PR #1516, opened 2025-05-13
feat(frontend/backend): adding calendar icon to emails with a calendar invitation

christer77:
In message list, emails with a calendar invitation should have an icon.

### DIFF
--- a/modules/imap/hm-imap.php
+++ b/modules/imap/hm-imap.php
@@ -979,10 +979,11 @@ if (!class_exists('Hm_IMAP')) {
             if ($this->is_supported( 'X-GM-EXT-1' )) {
                 $command .= 'X-GM-MSGID X-GM-THRID X-GM-LABELS ';
             }
-            $command .= "BODY.PEEK[HEADER.FIELDS (SUBJECT X-AUTO-BCC FROM DATE CONTENT-TYPE X-PRIORITY TO LIST-ARCHIVE REFERENCES MESSAGE-ID IN-REPLY-TO X-SNOOZED X-SCHEDULE X-PROFILE-ID X-DELIVERY)]";
+            $command .= "BODY.PEEK[HEADER.FIELDS (SUBJECT X-AUTO-BCC FROM DATE CONTENT-TYPE X-PRIORITY TO LIST-ARCHIVE REFERENCES MESSAGE-ID IN-REPLY-TO X-SNOOZED X-SCHEDULE X-PROFILE-ID X-DELIVERY X-MS-EXCHANGE-CALENDAR-SERIES-INSTANCE-ID SENDER)]";
             if ($include_content_body) {
                 $command .= " BODY.PEEK[TEXT]<0.500>";
             }
+            $command .= " BODY.PEEK[1.MIME] BODY.PEEK[2.MIME]";
             $command .= ")\r\n";
             $cache_command = $command.(string)$raw;
             $cache = $this->check_cache($cache_command);
@@ -993,8 +994,10 @@ if (!class_exists('Hm_IMAP')) {
             $res = $this->get_response(false, true);
             $status = $this->check_response($res, true);
             $tags = array('X-GM-MSGID' => 'google_msg_id', 'X-GM-THRID' => 'google_thread_id', 'X-GM-LABELS' => 'google_labels', 'UID' => 'uid', 'FLAGS' => 'flags', 'RFC822.SIZE' => 'size', 'INTERNALDATE' => 'internal_date');
-            $junk = array('X-AUTO-BCC', 'MESSAGE-ID', 'IN-REPLY-TO', 'REFERENCES', 'X-SNOOZED', 'X-SCHEDULE', 'X-PROFILE-ID', 'X-DELIVERY', 'LIST-ARCHIVE', 'SUBJECT', 'FROM', 'CONTENT-TYPE', 'TO', '(', ')', ']', 'X-PRIORITY', 'DATE');
-            $flds = array('x-auto-bcc' => 'x_auto_bcc', 'message-id' => 'message_id', 'in-reply-to' => 'in_reply_to', 'references' => 'references', 'x-snoozed' => 'x_snoozed', 'x-schedule' => 'x_schedule', 'x-profile-id' => 'x_profile_id', 'x-delivery' => 'x_delivery', 'list-archive' => 'list_archive', 'date' => 'date', 'from' => 'from', 'to' => 'to', 'subject' => 'subject', 'content-type' => 'content_type', 'x-priority' => 'x_priority', 'body' => 'content_body');
+            $junk = array('X-AUTO-BCC', 'MESSAGE-ID', 'IN-REPLY-TO', 'REFERENCES', 'X-SNOOZED', 'X-SCHEDULE', 'X-PROFILE-ID', 'X-DELIVERY', 'LIST-ARCHIVE', 'SUBJECT', 'FROM', 'CONTENT-TYPE', 'TO', '(', ')', ']', 'X-PRIORITY', 'DATE', 'X-MS-EXCHANGE-CALENDAR-SERIES-INSTANCE-ID', 'SENDER');
+            $flds = array('x-auto-bcc' => 'x_auto_bcc', 'message-id' => 'message_id', 'in-reply-to' => 'in_reply_to', 'references' => 'references', 'x-snoozed' => 'x_snoozed', 'x-schedule' => 'x_schedule', 'x-profile-id' => 'x_profile_id', 'x-delivery' => 'x_delivery', 'list-archive' => 'list_archive', 'date' => 'date', 'from' => 'from', 'to' => 'to', 'subject' => 'subject', 'content-type' => 'content_type', 'x-priority' => 'x_priority', 'body' => 'content_body', 'type_msg' => 'type_msg');
+            $flds['x-ms-exchange-calendar-series-instance-id'] = "x_ms_exchange_calendar_series_instance_id";
+            $flds['sender'] = "sender";
             $headers = array();
 
             foreach ($res as $n => $vals) {
@@ -1021,9 +1024,12 @@ if (!class_exists('Hm_IMAP')) {
                     $x_schedule = '';
                     $x_profile_id = '';
                     $x_delivery = '';
+                    $x_ms_exchange_calendar_series_instance_id = '';
+                    $sender = '';
                     $count = count($vals);
                     $header_founded = false;
                     $body_founded = false;
+                    $flds['type_msg'] = '';
                     for ($i=0;$i<$count;$i++) {
                         if ($vals[$i] == 'BODY[HEADER.FIELDS' && !$header_founded) {
                             $header_founded = true;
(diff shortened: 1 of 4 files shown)


modules/imap/hm-imap.php
```diff
@@ -974,7 +974,7 @@ public function get_message_list($uids, $raw=false, $include_content_body = fals
             if ($this->is_supported( 'X-GM-EXT-1' )) {
                 $command .= 'X-GM-MSGID X-GM-THRID X-GM-LABELS ';
             }
-            $command .= "BODY.PEEK[HEADER.FIELDS (SUBJECT X-AUTO-BCC FROM DATE CONTENT-TYPE X-PRIORITY TO LIST-ARCHIVE REFERENCES MESSAGE-ID X-SNOOZED X-SCHEDULE X-PROFILE-ID X-DELIVERY)]";
+            $command .= "BODYSTRUCTURE BODY.PEEK[HEADER.FIELDS (SUBJECT X-AUTO-BCC FROM DATE CONTENT-TYPE X-PRIORITY TO LIST-ARCHIVE REFERENCES MESSAGE-ID X-SNOOZED X-SCHEDULE X-PROFILE-ID X-DELIVERY)]";
```
kroky, line 977: This will have a serious performance impact. We shouldn't retrieve the whole body structure of imap messages in list context as this is done to many items as ones. That's why the command uses peek - it only gets specific header fields for performance reasons.

modules/imap/hm-imap.php
```diff
@@ -1038,6 +1039,9 @@ public function get_message_list($uids, $raw=false, $include_content_body = fals
                                 }
                             }
                         }
+                        elseif ($vals[$i] == 'invite.ics' ) {
```
kroky, line 1042: Seems like a random hard-coded name to check. If you want to check for invitation, maybe use content type or other more-reliable method? What if the file is called invitation.ics? Maybe check for .ics extension?

modules/imap/hm-imap.php
christer77: Great, we need to look for another more optimal solution.

christer77:
Hello @kroky 

In this solution, I handled the cases where the event invitation was sent from Outlook or Gmail.

modules/imap/hm-imap.php
```diff
@@ -2635,5 +2644,11 @@ public function server_support_children_capability() {
 
             return false;
         }
+        private function is_invitaion_message($str) {
```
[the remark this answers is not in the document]
christer77: Noted

modules/imap/hm-imap.php
```diff
@@ -978,6 +978,7 @@ public function get_message_list($uids, $raw=false, $include_content_body = fals
             if ($include_content_body) {
                 $command .= " BODY.PEEK[TEXT]<0.500>";
             }
+            $command .= " BODY.PEEK[1] BODY.PEEK[2]";
```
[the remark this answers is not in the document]
kroky: Sender is a valid envelope header for all messages. We can't consider it a calendar if it has a sender. What's the problem of fetching each mime part header content type?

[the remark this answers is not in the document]
christer77: It must be said that I tested with MINE, 
the problem lies in the fact that, for an invitation sent via Gmail, we find the information regarding the event at 2.MINE, 
while with Outlook it is at 3.MINE.Now, 
it seems that Google does not have a 3.MINE, which means that any message without this part will not be displayed. 
That is why I preferred SENDER and X-MS-EXCHANGE-CALENDAR-SERIES-INSTANCE-ID.
SENDER for Gmail returns content like "calendar ... calendar@gmail.com" and X-MS-EXCHANGE-CALENDAR-SERIES-INSTANCE-ID contains information only if it is indeed an event.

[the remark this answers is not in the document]
christer77: Alright, let me see if there is a possibility. I will get back to you shortly.

modules/imap/hm-imap.php
```diff
@@ -1038,6 +1044,14 @@ public function get_message_list($uids, $raw=false, $include_content_body = fals
                                 }
                             }
                         }
+                        elseif ($vals[$i] == 'BODY[1.MIME' || $vals[$i] == 'BODY[2.MIME') {
+                            $content = '';
+                            $i++;
+                            $i++;
+                            if (strpos($vals[$i], 'text/calendar') !== false || strpos($vals[$i], '.ics') !== false) {
```
kroky: We've switched to mb_ versions of all these string functions for safety.

modules/imap/hm-imap.php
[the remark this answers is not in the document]
kroky: Yes, I think that would be enough for now, thanks!

modules/imap/hm-imap.php
christer77: Noted

modules/imap/hm-imap.php
```diff
@@ -1091,7 +1105,16 @@ public function get_message_list($uids, $raw=false, $include_content_body = fals
...
-                                         'x_snoozed'  => $x_snoozed, 'x_schedule' => $x_schedule, 'x_profile_id' => $x_profile_id, 'x_delivery' => $x_delivery);
+                                         'x_snoozed'  => $x_snoozed, 'x_schedule' => $x_schedule, 'x_profile_id' => $x_profile_id, 'x_delivery' => $x_delivery, 'x_ms_exchange_calendar_series_instance_id' => $x_ms_exchange_calendar_series_instance_id, 'sender' => $sender);
+                        $headers[$uid]['type_msg'] = $flds['type_msg'] != "type_msg" ? $flds['type_msg'] :  "";
+                        if ($headers[$uid]['x_ms_exchange_calendar_series_instance_id'] || $headers[$uid]['sender']) {
+                            if (strpos($headers[$uid]['sender'], 'Google Calendar <calendar-')) {
+                                $headers[$uid]['type_msg'] = "calendar";
+                            }
+                            if (! empty(trim($headers[$uid]['x_ms_exchange_calendar_series_instance_id']))) {
+                                $headers[$uid]['type_msg'] = "calendar";
```
kroky: One last thing - can we add this type_msg to EWS as well?

christer77: Okay

marclaporte:
@christer77 A test is failing

.github/workflows/release.yml
```diff
@@ -26,14 +26,17 @@ jobs:
       - name: Install Composer dependencies
         run: composer install --no-dev --optimize-autoloader
 
+      - name: Generate configuration files
```
marclaporte, line 29: @christer77 
Seems unrelated https://en.wikipedia.org/wiki/Atomic_commit#Atomic_commit_convention

marclaporte:
This enhancement is not a blocker to release 2.5.0 but it is also low-risk enough to sneak in 2.5.0

modules/imap/hm-imap.php
kroky: This is still not resolved.

christer77: Currently I am stuck due to issues with the ews authentication.

marclaporte: @christer77 Are you still blocked? If so, what is the task URL?

christer77: Actually, no, 

We're waiting for the ews connection issue to be resolved.

marclaporte: @christer77 You answered one of my question, but I asked two.

christer77: https://github.com/Garethp/php-ews/pull/275

marclaporte: @christer77 

On https://github.com/Garethp/php-ews/pull/275, we see a PR to unblock: https://github.com/cypht-org/cypht/pull/1635

christer77: Noted.

Thanks

christer77: > One last thing - can we add this type_msg to EWS as well?

@kroky,  this is a good catch really, we were trying to work on this with @Baraka24  and fund that **EWS implementation in Cypht does not contain a part to display messages with calendar items** and we tried several times to fix it even after testing on a simple script expecting the issue is from EWS itself and got it worked well. We need help from you (@kroky) to handle this so we apply appropriate changes.

kroky: Sorry, I didn't understand - what kind of help do you need? Do you need me to review another PR or help with a specific question you might have?

christer77: Hello @kroky  , sorry,

I opened here for a good explanation:
https://github.com/cypht-org/cypht/issues/1672

marclaporte:
FYI: https://github.com/cypht-org/cypht/pull/1635 has been merged.

christer77:
> FYI: #1635 has been merged.

Now we are waiting the merge of  https://github.com/cypht-org/cypht/pull/1699

marclaporte:
https://github.com/cypht-org/cypht/pull/1699 has now been merged

modules/imap/hm-imap.php
kroky: @christer77, I did some more research and it seems your original idea of BODYSTRUCTURE is better in terms of performance. Fetching mime headers with peek 1.mime, etc. actually makes the server parse the message while bodystructure is a lightweight variant where we can see attachments and content types of parts. Can you please convert it back to use bodystructure and also add a setting to make this optional - might be enabled by default but if it turns out to be slow, user can disable the feature. Sorry for the back and forth here...

christer77: Noted, thank you

modules/imap/hm-imap.php
```diff
@@ -1021,10 +1026,16 @@ public function get_message_list($uids, $raw=false, $include_content_body = fals
...
                     $x_profile_id = '';
                     $x_delivery = '';
+                    $x_ms_exchange_calendar_series_instance_id = '';
+                    $sender = '';
                     $count = count($vals);
                     $header_founded = false;
                     $body_founded = false;
+                    $flds['type_msg'] = '';
                     for ($i=0;$i<$count;$i++) {
+                        if ($i == 0 && (preg_grep('/^(calendar|text\/calendar)$/i', $vals) || preg_grep('/\.ics$/i', $vals))) {
```
kroky: I don't get it how the line beginning with * will return the bodystructure as well - where do you parse the bodystructure to see if a calendar attachment is available? Simple grep through the whole thing might have false-positives.
You should check specific headers as content-type and then the bodystructure response specifically parsing and searching for calendar type.

kroky: Also, can you extend the test/phpunit/imap_commands.php with a sample BODY.PEEK and BODYSTRUCTURE in the same command?

christer77: Noted

modules/imap/hm-imap.php
```diff
@@ -2621,5 +2651,75 @@ public function server_support_children_capability() {
...
+                }
+            }
+
+            return false;
+        }
+
+        /**
+         * Parse the IMAP response BODYSTRUCTURE
+         */
+        private function parseBodystructure($response, $startIndex) {
```
kroky: Can't you use the existing hm-imap-bodystructure class and functionality?

modules/imap/hm-imap.php
```diff
@@ -2621,5 +2651,75 @@ public function server_support_children_capability() {
             return false;
         }
 
+        /**
+         * Parse the IMAP BODYSTRUCTURE to detect calendar parts
+         */
+        private function containsCalendarPart($bodystructure) {
```
kroky: I think you can use the Hm_IMAP_Struct::recursive_search to achieve the same result.

modules/imap/hm-imap.php
christer77: Noted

····················

Your task – If the string "sent" appears in a line of the entries, report the line.

Solution to this task –
In this solution, I handled the cases where the event invitation was sent from Outlook or Gmail.
the problem lies in the fact that, for an invitation sent via Gmail, we find the information regarding the event at 2.MINE, 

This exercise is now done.